Striker is good. Several new one's on the market now. Do a search on the subject and you'll get a lot of info and opinions. I've had my Striker for several years and it's the best investment I ever made.


----------



## Tron322 (Oct 29, 2011)

I got the striker predator bibs and coat, hope to never test the floatation on it.

It is warm, most walks out I only have the bibs on and stay warm, put the coat on at my spot as I get cold. Obviously if I am alone or not sure on the ice I wear the whole setup just in case I take a dunk.


----------



## Smallie12 (Oct 21, 2010)

Best bang for your buck, can't beat the craftsmanship and quality, most flotation, unmatched lifetime warranty and it's warm. Got one last year and loved it, no issues whatsoever. You can go try one on in Flint at their warehouse if that is convenient. Any questions PM me or ask here if you want. 









BOREAS Floating Ice Fishing Suit


When it comes to keeping you safe and warm, nothing beats the Boreas Ice Suit. With full floatation and 3M Thermal insulation, this suit will keep you warm and dry in subzero temperatures.




www.windrider.com


----------



## Lumberman (Sep 27, 2010)

Finally remember to jump in the pool with my striker on this summer. Could have floated there all say. Buy the lightest one and layer underneath.


----------



## onlinebiker (Sep 19, 2019)

Henderson makes pretty good stuff.

I have swam in ice wearing one, much to my dad' s amusement.....

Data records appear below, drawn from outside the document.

PR #5815, opened 2022-10-13
CBG-2329 make mutation feed collection aware

torcolvin:
- Added a `channels.ID` type to go with a `channels.Set` type. At this time, `base.Set` and `timed.Set` are still used for user/role channel markings. I think some of TimedSet will have to take a channel ID.
- Renamed `channels.SetOf` which required taking a testing object to match behavior of `base.SetOf`, but returns an error condition.
- Assume that there's one collectionID -> Database, this will have to be changed. Normally we can get the collections from the user, but really this is used for a few things - what happens when user or role documents change? In a user specification, we have a list of channels, but we don't know what collection they are in. I expect this code to be removed in a future review. This also requires a bunch of functions to return an error condition.

There's one step left to do which is modify how the `*` channel is expanded, and write a test for this because this isn't covered by existing unit tests
 
## Pre-review checklist

- [x] `xattrs=true` https://jenkins.sgwdev.com/job/SyncGateway-Integration/995/
- [x] `GSI=true,xattrs=true` (for collections) https://jenkins.sgwdev.com/job/SyncGateway-Integration/994/ (known test flake, reran failing tests again https://jenkins.sgwdev.com/job/SyncGateway-Integration/999/  with pass

### DIFF
--- a/auth/user.go
+++ b/auth/user.go
@@ -20,6 +20,7 @@ import (
 	"golang.org/x/crypto/bcrypt"
 
 	"github.com/couchbase/sync_gateway/base"
+	"github.com/couchbase/sync_gateway/channels"
 	ch "github.com/couchbase/sync_gateway/channels"
 )
 
@@ -588,15 +589,15 @@ func (user *userImpl) ExpandWildCardChannel(channels base.Set) base.Set {
 	return channels
 }
 
-func (user *userImpl) FilterToAvailableChannels(channels base.Set) (filtered ch.TimedSet, removed []string) {
+func (user *userImpl) FilterToAvailableChannels(channels channels.Set) (filtered ch.TimedSet, removed []string) {
 	filtered = ch.TimedSet{}
 	for channel := range channels {
-		if channel == ch.AllChannelWildcard {
+		if channel.Name == ch.AllChannelWildcard {
 			return user.InheritedChannels().Copy(), nil
 		}
-		added := filtered.AddChannel(channel, user.CanSeeChannelSince(channel))
+		added := filtered.AddChannel(channel.Name, user.CanSeeChannelSince(channel.Name))
 		if !added {
-			removed = append(removed, channel)
+			removed = append(removed, channel.Name)
 		}
 	}
 	return filtered, removed
--- a/auth/user.go
+++ b/auth/user.go
@@ -20,7 +20,6 @@ import (
 	"golang.org/x/crypto/bcrypt"
 
 	"github.com/couchbase/sync_gateway/base"
-	"github.com/couchbase/sync_gateway/channels"
 	ch "github.com/couchbase/sync_gateway/channels"
 )
 
@@ -589,7 +588,7 @@ func (user *userImpl) ExpandWildCardChannel(channels base.Set) base.Set {
 	return channels
 }
 
-func (user *userImpl) FilterToAvailableChannels(channels channels.Set) (filtered ch.TimedSet, removed []string) {
+func (user *userImpl) FilterToAvailableChannels(channels ch.Set) (filtered ch.TimedSet, removed []string) {
 	filtered = ch.TimedSet{}
 	for channel := range channels {
 		if channel.Name == ch.AllChannelWildcard {
--- a/channels/active_channels.go
+++ b/channels/active_channels.go
@@ -17,6 +17,7 @@ import (
 	"github.com/couchbase/sync_gateway/base"
 )
 
+// ChanngedChannels contains each modified channel with true if active, and false if inactive
 type ChangedChannels map[ID]bool
 
 // activeChannels is a concurrency-safe map of active replications per channel, modified via
@@ -101,7 +102,7 @@ func (ac *ActiveChannels) _incr(channel ID) {
 func (ac *ActiveChannels) _decr(channel ID) {
 	current, ok := ac.channelCounts[channel]
 	if !ok {
-		base.WarnfCtx(context.Background(), "Attempt made to decrement inactive channel %s - will be ignored", base.UD(channel.String()))
+		base.WarnfCtx(context.Background(), "Attempt made to decrement inactive channel %s - will be ignored", base.UD(channel))
 		return
 	}
 	if current <= 1 {
--- a/channels/active_channels.go
+++ b/channels/active_channels.go
@@ -56,19 +56,23 @@ func (ac *ActiveChannels) UpdateChanged(changedChannels ChangedChannels) {
 }
 
 // Active channel counts track channels being replicated by an active changes request.
-func (ac *ActiveChannels) IncrChannels(chans Set) {
+func (ac *ActiveChannels) IncrChannels(timedSetByCollection TimedSetByCollectionID) {
 	ac.lock.Lock()
 	defer ac.lock.Unlock()
-	for channelName, _ := range chans {
-		ac._incr(channelName)
+	for collectionID, timedSetByChannel := range timedSetByCollection {
+		for channelName, _ := range timedSetByChannel {
+			ac._incr(NewID(channelName, collectionID))
+		}
 	}
 }
 
-func (ac *ActiveChannels) DecrChannels(chans Set) {
+func (ac *ActiveChannels) DecrChannels(timedSetByCollection TimedSetByCollectionID) {
 	ac.lock.Lock()
 	defer ac.lock.Unlock()
-	for channel, _ := range chans {
-		ac._decr(channel)
+	for collectionID, timedSetByChannel := range timedSetByCollection {
+		for channelName, _ := range timedSetByChannel {
+			ac._decr(NewID(channelName, collectionID))
+		}
 	}
 }
 
--- a/channels/active_channels.go
+++ b/channels/active_channels.go
@@ -17,6 +17,8 @@ import (
 	"github.com/couchbase/sync_gateway/base"
 )
 
+type ChangedChannels map[ID]bool
+
 // activeChannels is a concurrency-safe map of active replications per channel, modified via
 // incr/decr operations.
 // Incrementing a channel not already in the map adds it to the map.
@@ -25,27 +27,27 @@ import (
 // Note: private properties shouldn't be accessed directly, to support potential
 // refactoring of activeChannels to use a sharded map as needed.
 type ActiveChannels struct {
-	channelCounts map[string]uint64 // Count of active pull replications (changes) per channel
-	lock          sync.RWMutex      // Mutex for channelCounts map access
-	countStat     *base.SgwIntStat  // Channel count stat
+	channelCounts map[ID]uint64    // Count of active pull replications (changes) per channel
+	lock          sync.RWMutex     // Mutex for channelCounts map access
+	countStat     *base.SgwIntStat // Channel count stat
 }
 
 func NewActiveChannels(activeChannelCountStat *base.SgwIntStat) *ActiveChannels {
 	return &ActiveChannels{
-		channelCounts: make(map[string]uint64),
+		channelCounts: make(map[ID]uint64),
 		countStat:     activeChannelCountStat,
 	}
 }
 
 // Update changed increments/decrements active channel counts based on a set of changed channels.  Triggered
 // when the set of channels being replicated by a given replication changes.
-func (ac *ActiveChannels) UpdateChanged(changedChannels ChangedKeys) {
+func (ac *ActiveChannels) UpdateChanged(changedChannels ChangedChannels) {
 	ac.lock.Lock()
-	for channelName, isIncrement := range changedChannels {
+	for channel, isIncrement := range changedChannels {
 		if isIncrement {
-			ac._incr(channelName)
+			ac._incr(channel)
 		} else {
-			ac._decr(channelName)
+			ac._decr(channel)
 		}
 	}
 
@@ -53,59 +55,59 @@ func (ac *ActiveChannels) UpdateChanged(changedChannels ChangedKeys) {
 }
 
 // Active channel counts track channels being replicated by an active changes request.
-func (ac *ActiveChannels) IncrChannels(chans TimedSet) {
+func (ac *ActiveChannels) IncrChannels(chans Set) {
 	ac.lock.Lock()
+	defer ac.lock.Unlock()
 	for channelName, _ := range chans {
 		ac._incr(channelName)
 	}
-	ac.lock.Unlock()
 }
 
-func (ac *ActiveChannels) DecrChannels(chans TimedSet) {
+func (ac *ActiveChannels) DecrChannels(chans Set) {
 	ac.lock.Lock()
-	for channelName, _ := range chans {
-		ac._decr(channelName)
+	defer ac.lock.Unlock()
+	for channel, _ := range chans {
+		ac._decr(channel)
 	}
-	ac.lock.Unlock()
 }
 
-func (ac *ActiveChannels) IsActive(channelName string) bool {
+func (ac *ActiveChannels) IsActive(channel ID) bool {
 	ac.lock.RLock()
-	_, ok := ac.channelCounts[channelName]
+	_, ok := ac.channelCounts[channel]
 	ac.lock.RUnlock()
 	return ok
 }
 
-func (ac *ActiveChannels) IncrChannel(channelName string) {
+func (ac *ActiveChannels) IncrChannel(channel ID) {
 	ac.lock.Lock()
-	ac._incr(channelName)
+	ac._incr(channel)
 	ac.lock.Unlock()
 }
 
-func (ac *ActiveChannels) DecrChannel(channelName string) {
+func (ac *ActiveChannels) DecrChannel(channel ID) {
 	ac.lock.Lock()
-	ac._decr(channelName)
+	ac._decr(channel)
 	ac.lock.Unlock()
 }
 
-func (ac *ActiveChannels) _incr(channelName string) {
-	current, ok := ac.channelCounts[channelName]
+func (ac *ActiveChannels) _incr(channel ID) {
+	current, ok := ac.channelCounts[channel]
 	if !ok {
 		ac.countStat.Add(1)
 	}
-	ac.channelCounts[channelName] = current + 1
+	ac.channelCounts[channel] = current + 1
 }
 
-func (ac *ActiveChannels) _decr(channelName string) {
-	current, ok := ac.channelCounts[channelName]
+func (ac *ActiveChannels) _decr(channel ID) {
+	current, ok := ac.channelCounts[channel]
 	if !ok {
-		base.WarnfCtx(context.Background(), "Attempt made to decrement inactive channel %s - will be ignored", base.UD(channelName))
+		base.WarnfCtx(context.Background(), "Attempt made to decrement inactive channel %s - will be ignored", base.UD(channel.String()))
 		return
 	}
 	if current <= 1 {
-		delete(ac.channelCounts, channelName)
+		delete(ac.channelCounts, channel)
 		ac.countStat.Add(-1)
 	} else {
-		ac.channelCounts[channelName] = current - 1
+		ac.channelCounts[channel] = current - 1
 	}
 }
--- a/channels/active_channels_test.go
+++ b/channels/active_channels_test.go
@@ -16,6 +16,7 @@ import (
 
 	"github.com/couchbase/sync_gateway/base"
 	"github.com/stretchr/testify/assert"
+	"github.com/stretchr/testify/require"
 )
 
 func TestActiveChannelsConcurrency(t *testing.T) {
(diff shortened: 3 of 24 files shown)


channels/set.go
```diff
@@ -27,6 +27,15 @@ const UserStarChannel = "*"     // user channel for "can access all docs"
 const DocumentStarChannel = "!" // doc channel for "visible to all users"
 const AllChannelWildcard = "*"  // wildcard for 'all channels'
 
+type ID struct {
```
adamcfraser, line 34: Although it's in the channels package, I still wonder if ChannelID would be more self-documenting and clear.

channels/set.go
```diff
@@ -27,6 +27,15 @@ const UserStarChannel = "*"     // user channel for "can access all docs"
...
+	Name         string // name of channel
+	CollectionID uint32 // collection it belongs to
+}
+
+type Set map[ID]present
```
adamcfraser, line 53: How efficient is go at doing map looking based on struct keys?  I don't think I've tested, might be interesting to see a simple benchmark of string vs ID lookups for different sized maps.

db/changes.go
```diff
@@ -533,12 +533,17 @@ func (db *Database) MultiChangesFeed(ctx context.Context, chans base.Set, option
...
+	// FIXME, put collection IDs in a set and expandwildcardchannel on each collectionID
+	//if db.user != nil {
+	//	waitChans = db.user.ExpandWildCardChannel(chans)
+	//}
+	collectionID, err := db.getCollectionID()
+	if err != nil {
+		return nil, err
 	}
-	return db.mutationListener.NewWaiterWithChannels(waitChans, db.user)
+	return db.mutationListener.NewWaiterWithChannels(waitChans, db.user, collectionID), nil
```
adamcfraser: ChangeWaiter is really just doing string matching, and I think it probably makes sense to have it continue to do that?  Adding a stringify to channels.ID might be the simplest way to do this - I don't think there are any collisions if you just do basic concatenation.

db/changes.go
```diff
@@ -587,7 +592,11 @@ func (db *Database) checkForUserUpdates(ctx context.Context, userChangeCount uin
 
 			changedRoles := db.user.RoleNames().CompareKeys(previousRoles)
 			if len(changedRoles) > 0 {
-				changeWaiter.RefreshUserKeys(db.User())
+				collectionID, err := db.getCollectionID()
+				if err != nil {
+					return false, 0, nil, err
+				}
+				changeWaiter.RefreshUserKeys(db.User(), collectionID)
```
adamcfraser: This reinforces the idea that changeWaiter should just be working with strings - there isn't any need for a collection when talking about user/role keys in the changeWaiter - these are still just db-scoped (not collection-scoped) users and roles that need to be notified when their user/role documents change.

db/changes.go
adamcfraser: You could still change NewWaiterWithChannels to take channels.Set as a parameter (and do the string generation in that method), but things like Notify could be left as-is.  Adding a new NotifyChannels might be reasonable if you want to pass in a channels.Set to avoid converting a channels.Set to a base.Set everywhere.

adamcfraser (changes requested):
channels.ID makes sense, but I don't think we need to modify changeWaiter extensively.  Details in comments.

channels/set.go
torcolvin: It looks like about 70%, this is the code I used to test https://gist.github.com/torcolvin/00b958ae15f74f133fb612bb350c4b6a

auth/user.go
```diff
@@ -20,6 +20,7 @@ import (
 	"golang.org/x/crypto/bcrypt"
 
 	"github.com/couchbase/sync_gateway/base"
+	"github.com/couchbase/sync_gateway/channels"
```
adamcfraser: Would be nice to avoid the duplicated import here if possible, could stick to using ch alias throughout to avoid refactoring locally scoped `channels` variables.

channels/active_channels.go
```diff
@@ -17,6 +17,8 @@ import (
 	"github.com/couchbase/sync_gateway/base"
 )
 
+type ChangedChannels map[ID]bool
```
adamcfraser, line 21: The previous version of this (ChangedKeys) is defined with the associated struct function (TimedSet.CompareKeys) and includes a comment describing format/usage.  Does it make sense to do the same for this?

Looking further this seems like a bit of a placeholder until TimedSet is updated to be collection-aware, is that right?   If so, maybe stick this in TimedSet with a TODO?

db/changes.go
```diff
@@ -649,25 +666,26 @@ func (db *Database) SimpleMultiChangesFeed(ctx context.Context, chans base.Set,
...
+			channelsSince[singleCollectionID] = chansSince
 		} else {
-			channelsSince = channels.AtSequence(chans, 0)
+			channelsSince = channels.AtSequenceByCollection(chans, 0)
 		}
 
 		// Mark channel set as active, schedule defer
-		db.activeChannels.IncrChannels(channelsSince)
-		defer db.activeChannels.DecrChannels(channelsSince)
+		activeChannels := channelsSince.GetChannels()
```
adamcfraser: We generally want to avoid this kind of duplicate iteration and allocation - once to convert CollectionByTimedSet to channels.Set, and then a second to iterate over the channels.Set in IncrChannels.  Since we're already modifying IncrChannels in this PR, I think it makes more sense to change it to take CollectionByTimedSet as input.

channels/timed_set.go
```diff
@@ -390,3 +390,31 @@ func TimedSetFromString(encoded string) TimedSet {
 	}
 	return set
 }
+
+type CollectionByTimedSet map[uint32]TimedSet
```
adamcfraser: I don't think the 'By' makes sense here - that implies to me "a set of collections, indexed by TimedSet", where we've got the opposite here.  Maybe TimedSetByCollectionID, or possibly CollectionTimedSetMap?  If we're only ever going to index a TimedSet map by collection then a simple 'TimedSetMap' might be sufficient.  In either case I'd also want to alias a `type CollectionID uint32`, or at least include a comment to document what the uint32 map key represents.

channels/active_channels_test.go
```diff
@@ -16,47 +16,58 @@ import (
...
 	"github.com/stretchr/testify/assert"
+	"github.com/stretchr/testify/require"
 )
 
 func TestActiveChannelsConcurrency(t *testing.T) {
 	activeChannelStat := &base.SgwIntStat{}
 	ac := NewActiveChannels(activeChannelStat)
 	var wg sync.WaitGroup
 
+	ABCChan := ID{Name: "ABC"}
```
adamcfraser: Does collectionID=0 represent the default collection?  Even if it does, it seems like it would be a good idea to enforce that ID has a collectionID populated, to avoid potential bugs in future.  To simplify tests, could potentially add a helper constructor like DefaultID(channelName) that populated collection ID with the default collection ID.

channels/set.go
adamcfraser: Thanks for putting that together.  I tested a few other permutations using that code - using map keys of concatentated strings, or strconv(int) + string, and the map lookup for a struct was faster than performing that concatenation (per lookup) and then doing a string lookup:
struct map speed keyCount: 1000000, Time: 139ms
string map speed keyCount: 1000000, Time: 76ms
concat map speed keyCount: 1000000, Time: 140ms
Based on that I agree that the struct map is the best approach for the use case for now.  (In cases where we can do the concatenation outside of a high contention mutex, and then the map lookup while holding the mutex, it still might be preferable to use a concatenated string key.  But I'm fine leaving that as a performance optimization in future).

channels/set.go
```diff
@@ -66,3 +93,73 @@ func ExpandingStar(set base.Set) base.Set {
...
+	return s
+}
+
+// Contains returns true if the set includes the channel.
+func (s Set) Contains(ch ID) bool {
+	_, exists := s[ch]
+	return exists
+}
+
+// ToSerializedStrings returns a base set with the serialized form of channel IDs.
```
adamcfraser: Is there a use case for ToSerializedStrings()?  It seems like the kind of thing we would generally want to avoid (i.e. code should either use a channels.Set or a base.Set, and not a base.Set of stringified channel IDs.

channels/timed_set.go
```diff
@@ -390,3 +390,31 @@ func TimedSetFromString(encoded string) TimedSet {
...
+
+// AtSequenceByCollection creates a map of collectionID to a map of channel IDs to sequences.
```
adamcfraser, line 397: These both look like relatively expensive conversions - are these intended to be test-only, or are there runtime usages?

db/change_cache.go
```diff
@@ -298,13 +298,21 @@ func (c *changeCache) InsertPendingEntries(ctx context.Context) error {
...
 	if c.notifyChange != nil && len(changedChannels) > 0 {
-		c.notifyChange(changedChannels)
+		c.notifyChannels(changedChannels)
 	}
 	c.lock.Unlock()
 
 	return nil
 }
 
+func (c *changeCache) notifyChannels(chans channels.Set) {
```
adamcfraser: This looks like another case of redundant iterations - where notifyChange is already doing an iteration, and it would be preferable to avoid duplicate iteration (once to convert to base.Set, and once to do the actual Notify.  

You could do this in one of two ways:
- add a NotifyChannels(ids channels.Set) on changeListener that mimics Notify(base.Set), and does the ID.String() inside its existing iteration over the keys.  
- modify _addPendingLogs to return the already stringified keys

I think option 1 is probably preferable, but will let you evaluate.

db/change_listener.go
```diff
@@ -293,14 +293,14 @@ func (listener *changeListener) NewWaiter(keys []string) *ChangeWaiter {
...
+func (listener *changeListener) NewWaiterWithChannels(chans channels.Set, user auth.User) *ChangeWaiter {
 	waitKeys := make([]string, 0, 5)
 	for channel := range chans {
-		waitKeys = append(waitKeys, channel)
+		waitKeys = append(waitKeys, channel.String())
 	}
 	var userKeys []string
 	if user != nil {
-		userKeys = []string{base.UserPrefix + user.Name()}
+		userKeys = append(userKeys, base.UserPrefix+user.Name())
```
adamcfraser: Is there an advantage to using append here as opposed to the existing approach?

rest/bulk_api.go
```diff
@@ -20,6 +20,7 @@ import (
 	"time"
 
 	"github.com/couchbase/sync_gateway/base"
+	"github.com/couchbase/sync_gateway/channels"
```
adamcfraser: As above, preferable to avoid duplicate imports.

db/database.go
```diff
@@ -1901,3 +1901,15 @@ func (dbCtx *DatabaseContext) AddDatabaseLogContext(ctx context.Context) context
 	}
 	return ctx
 }
+
+// GetSingleCollectionID returns a collectionID. This is a shim for single collections.
+func (dbCtx *DatabaseContext) GetSingleCollectionID() (uint32, error) {
```
adamcfraser, line 1906: Is this temporary and will be removed?  Might be good to indicate in a comment if so.

db/channel_cache.go
```diff
@@ -371,9 +372,9 @@ func (c *channelCacheImpl) addChannelCache(channelName string) (*singleChannelCa
 	return singleChannelCache, true
 }
 
-func (c *channelCacheImpl) getActiveChannelCache(channelName string) (*singleChannelCacheImpl, bool) {
+func (c *channelCacheImpl) getActiveChannelCache(channel channels.ID) (*singleChannelCacheImpl, bool) {
 
-	cacheValue, found := c.channelCaches.Get(channelName)
+	cacheValue, found := c.channelCaches.Get(channel.String())
```
adamcfraser: Is there a reason to not index c.channelCaches by ID instead of string?  I suppose that could be done as a follow-on enhancement if the changes to RangeSafeCollection are significant.  Is the performance overhead of doing channel.String() repeatedly acceptable because they are happening outside of the RangeSafeCollection mutex?

At minimum I wonder whether an ID can be considered immutable, so that the string returned by channel.String() could be computed once instead of per-call.

db/channel_cache_single.go
```diff
@@ -101,7 +101,7 @@ type SingleChannelCache interface {
 }
 
 type singleChannelCacheImpl struct {
-	channelName      string               // The channel name, duh
+	channel          channels.ID          // The channel
```
adamcfraser: I think channelID is better here, or just ID.

db/channel_cache_single.go
```diff
@@ -413,7 +413,8 @@ func (c *singleChannelCacheImpl) GetChanges(options ChangesOptions) ([]*LogEntry
 	// overlap, which helps confirm that we've got everything.
 	c.cacheStats.ChannelCacheMisses.Add(1)
 	endSeq := cacheValidFrom
-	resultFromQuery, err := c.queryHandler.getChangesInChannelFromQuery(options.LoggingCtx, c.channelName, startSeq, endSeq, options.Limit, options.ActiveOnly)
+	// TOR: make sure queryhandler knows what collection it needs
```
adamcfraser: At the moment, the queryHandler is associated with the database's single collection?

db/changes.go
```diff
@@ -682,9 +700,9 @@ func (db *Database) SimpleMultiChangesFeed(ctx context.Context, chans base.Set,
 		for {
 			// Updates the ChangeWaiter to the current set of available channels
 			if changeWaiter != nil {
-				changeWaiter.UpdateChannels(channelsSince)
+				changeWaiter.UpdateChannels(activeChannels)
 			}
-			base.DebugfCtx(ctx, base.KeyChanges, "MultiChangesFeed: channels expand to %#v ... %s", base.UD(channelsSince.String()), base.UD(to))
+			base.DebugfCtx(ctx, base.KeyChanges, "MultiChangesFeed: channels expand to %#v ... %s", base.UD(activeChannels.ToSerializedStrings()), base.UD(to))
```
adamcfraser: If I recall correctly, the work to build activeChannels.ToSerializedStrings() is going to occur even if we don't have debug logging enabled.  Would be preferable to avoid this, but it would mean an enhancement to UD to support channel.Set in a similar way that we're supporting base.Set with RedactorSet.  Some work would be needed to avoid a circular dependency there (probably by implementing a redaction interface in base that both base.Set and channels.Set can interface, then type switch on that interface).  
I'm fine leaving that as a follow-on enhancement, but can you file a ticket for that to make sure it's done?

db/changes.go
```diff
@@ -713,116 +731,121 @@ func (db *Database) SimpleMultiChangesFeed(ctx context.Context, chans base.Set,
...
 
-				// Check whether requires backfill based on changedChannels in this _changes feed
-				isNewChannel := false
-				if changedChannels != nil {
-					isNewChannel, _ = changedChannels[name]
-				}
+					// Check whether requires backfill based on changedChannels in this _changes feed
+					isNewChannel := false
+					if changedChannels != nil {
+						// FIXME: doesn't seem right
```
adamcfraser: Does this still need review?

db/changes.go
```diff
@@ -713,116 +731,121 @@ func (db *Database) SimpleMultiChangesFeed(ctx context.Context, chans base.Set,
...
+							if revokedSeq > options.Since.TriggeredBy {
+								revocationSinceSeq = options.Since.TriggeredBy
+								revokeFrom = 0
+							}
 						}
-					}
 
-					feed := db.buildRevokedFeed(ctx, channel, options, revokedSeq, revocationSinceSeq, revokeFrom, to)
-					feeds = append(feeds, feed)
+						// FIXME: multiple collections
```
adamcfraser: This doesn't seem like a FIXME any more.

adamcfraser (changes requested):
Overall the approach and implementation look good - comments on a few of the implementation details that I think are worth looking at now instead of deferring for the next phase of work.

channels/active_channels_test.go
torcolvin: collectionID=0 is `_default._default`, which is an interesting distinction to make, because it's not `scopeFoo._default`.

db/channel_cache_single.go
torcolvin: I removed this comment, it will get fixed in [CBG-2327](https://issues.couchbase.com/browse/CBG-2327), and the tests very obviously fail.

db/changes.go
torcolvin: I implemented this with the `GoString` method which will do lazy evaluation of it and removes `ToSerializedStrings`

channels/set.go
torcolvin: It was used for logging but I replaced it with `GoString()`.

db/change_listener.go
torcolvin: No, this was just part of code that I refactored and undid, returning to original way.

db/channel_cache.go
torcolvin: This is actually performance sensitive and I decided to make `RangeSafeCollection` not generic in order to support this. I think that I would just have to change the iteration before to make this work on `interface{}` and this might actually be a use for go generics.

channels/set.go
torcolvin: The sole use case is for https://github.com/couchbase/sync_gateway/blob/master/db/changes.go#L687

channels/timed_set.go
torcolvin: I changed the name - I wasn't thrilled by the type alias of `CollectionID` which I like in the abstract but it not used by gocb/gocbcore.

channels/timed_set.go
torcolvin: `AtSequenceByCollection` is the constructor creating sequence IDs for each channel.

channels/active_channels.go
torcolvin: I think this might be a placeholder until user/roles are collection aware, because then the `TimedSet` returned from auth package are aware.

db/change_cache.go
torcolvin: I tried option 1, but left it as a separate commit for you to look at.

db/changes.go
torcolvin: I did this, but I feel like we are still iterating, we just move where we do it. I am not sure I can see the 100% picture without the principal changes. I left this as a separate commit in case you are indecisive also.

channels/active_channels.go
adamcfraser: What are you thinking this changes to at that point?  Are you thinking that once principals are channel aware, we go back to using ChangedKeys, and have a separate ChangedKeys per collection?

db/changes.go
adamcfraser: Aren't we just iterating over collections and channels once now?  Previously we were iterating over collections and channels to build a slice of ID, then iterating again over that slice of IDs to Incr/Decr channels.

channels/timed_set.go
adamcfraser: I only see test usages today, so I don't think it's a generic constructor?  I'd like to avoid accidentally using this in production (in general I think it would make more sense to build the TimedSetByCollectionID in the first place, instead of building a channels.Set then converting to TimedSetByCollectionID), unless you think there's an actual use case I'm overlooking.

channels/active_channels_test.go
adamcfraser: I don't think named scopes have a _default collection, do they?

adamcfraser (commented):
The changes look ok, want to make sure I understand some of the resolved comments.

db/change_listener.go
```diff
@@ -181,22 +181,33 @@ func (listener changeListener) TapFeed() base.TapFeed {
...
+		listener.keyCounts[key.String()] = listener.counter
 	}
 	base.DebugfCtx(context.TODO(), base.KeyChanges, "Notifying that %q changed (keys=%q) count=%d",
 		base.MD(listener.bucketName), base.UD(keys), listener.counter)
 	listener.tapNotifier.Broadcast()
 	listener.tapNotifier.L.Unlock()
 }
 
+// Changes the counter, notifying waiting clients. Only use for single update is updating user, which might be collection scoped in the future.
+func (listener *changeListener) notifyUser(key string) {
```
adamcfraser: I like the idea of having a separate Notify for a single key, since that's currently how principals are notified.  I don't think there's anything in here that's specific to user/role, though.  Might be better to just switch to NotifyKey() and maybe NotifyChannels for the version that accepts channels.Set?

adamcfraser (changes requested):
One API tweak requested for the notify changes.

db/changes.go
torcolvin: We do iterate over these to build the TimedSetByCollection, and there is one fewer iteration than before.

channels/active_channels.go
torcolvin: To step back a bit, `ActiveChannels` is used to track replications for a database. It's basically a fancy counter, so we could use serialized formats, but at a potential cost. The question is whether we want to actually know active channels per replication by channel, or we are happy with a database level value.

Ideas:

* have ChangedChannels be a `ChangedKeys` again, because the keys could be a principal that doesn't have a channel. I could have converted everything to string and use the existing datastructures. `ActiveChannels` is really just a fancy counter.
* Otherwise we could use `ChangedKeys` per collection if we want to track channels per collection on a replication.
* We could create a datastructure that is actually `ActiveChannels` but it is collection scoped.

channels/timed_set.go
torcolvin: We use this in `db/changes.go`.

db/change_listener.go
torcolvin: Fixed.

adamcfraser (dismissed):

adamcfraser (approved):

"Ya know - the high school does have public swimming nights"..

He just didn' t get it.....


----------



## Flag Up (Feb 15, 2009)

Striker hardwater. Great suit. Tons of pockets. On milder days I am wearing shorts underneath and fishing in my bibs only. Colder days a pair of sweatpants and sweatshirt underneath. Never tested the floatation but it is defiantly reassuring to know it's there to save your life. I fish alone 95% of the time and am walking ice in the dark very frequently. 

Prior to this suit I had a Ice Armor. No complaints their either. I wear that one hunting now because it's in a camo pattern. Very warm. I chose this one to start with so I could get dual use out of it for fishing and hunting. 

I really don't think you can go wrong with whatever you choose. I guarantee your feet and hands will get cold before your body ever does. 

The only downfall with the floatation suits is they float in the washing machine as well, but that's a minor inconvenience.


----------



## snortwheeze (Jul 31, 2012)

Ranger Ray said:


> Striker Climate
> Pro = It is the warmest suit you'll ever own
> Con = It is the warmest suit you'll ever own


Forgot #1 it floats !!




Lumberman said:


> Finally remember to jump in the pool with my striker on this summer. Could have floated there all say. Buy the lightest one and layer underneath.
> 
> View attachment 798142


Thought that was me... Did it with mine too. Glad I did


----------



## EZHOOPS (Feb 6, 2008)

Striker all the way, Franks Great Outdoors usually puts them on sale around Shanty Days, picked mine up for a great price.


----------



## snortwheeze (Jul 31, 2012)

EZHOOPS said:


> Striker all the way, Franks Great Outdoors usually puts them on sale around Shanty Days, picked mine up for a great price.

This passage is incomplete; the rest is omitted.